_Task to carry out_
This exercise asks for a copy of each line in the records below with the word "Managers" in it.

_Records for the task_
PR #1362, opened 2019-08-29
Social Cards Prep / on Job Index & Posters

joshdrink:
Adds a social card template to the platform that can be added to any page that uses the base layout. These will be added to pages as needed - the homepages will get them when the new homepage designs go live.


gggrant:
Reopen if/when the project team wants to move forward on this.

* * *

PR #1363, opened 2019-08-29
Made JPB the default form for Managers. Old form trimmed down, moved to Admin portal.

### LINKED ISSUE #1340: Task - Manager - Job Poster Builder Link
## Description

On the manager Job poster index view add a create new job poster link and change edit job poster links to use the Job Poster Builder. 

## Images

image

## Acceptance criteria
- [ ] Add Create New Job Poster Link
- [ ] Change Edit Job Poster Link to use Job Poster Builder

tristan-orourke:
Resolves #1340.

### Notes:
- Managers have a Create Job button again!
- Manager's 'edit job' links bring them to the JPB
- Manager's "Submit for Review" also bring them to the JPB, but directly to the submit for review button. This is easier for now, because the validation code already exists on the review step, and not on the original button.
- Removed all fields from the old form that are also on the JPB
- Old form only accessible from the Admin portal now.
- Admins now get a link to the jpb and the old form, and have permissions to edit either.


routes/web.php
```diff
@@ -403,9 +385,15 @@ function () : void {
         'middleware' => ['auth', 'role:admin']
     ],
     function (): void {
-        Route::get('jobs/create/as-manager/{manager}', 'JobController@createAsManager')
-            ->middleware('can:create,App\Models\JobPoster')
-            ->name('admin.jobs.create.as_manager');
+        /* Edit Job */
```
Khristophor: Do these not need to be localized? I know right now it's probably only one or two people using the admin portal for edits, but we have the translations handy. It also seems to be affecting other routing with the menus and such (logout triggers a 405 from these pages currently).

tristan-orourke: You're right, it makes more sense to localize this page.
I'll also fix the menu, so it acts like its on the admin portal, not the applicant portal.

_Response to this task_
Made JPB the default form for Managers. Old form trimmed down, moved to Admin portal.
- Managers have a Create Job button again!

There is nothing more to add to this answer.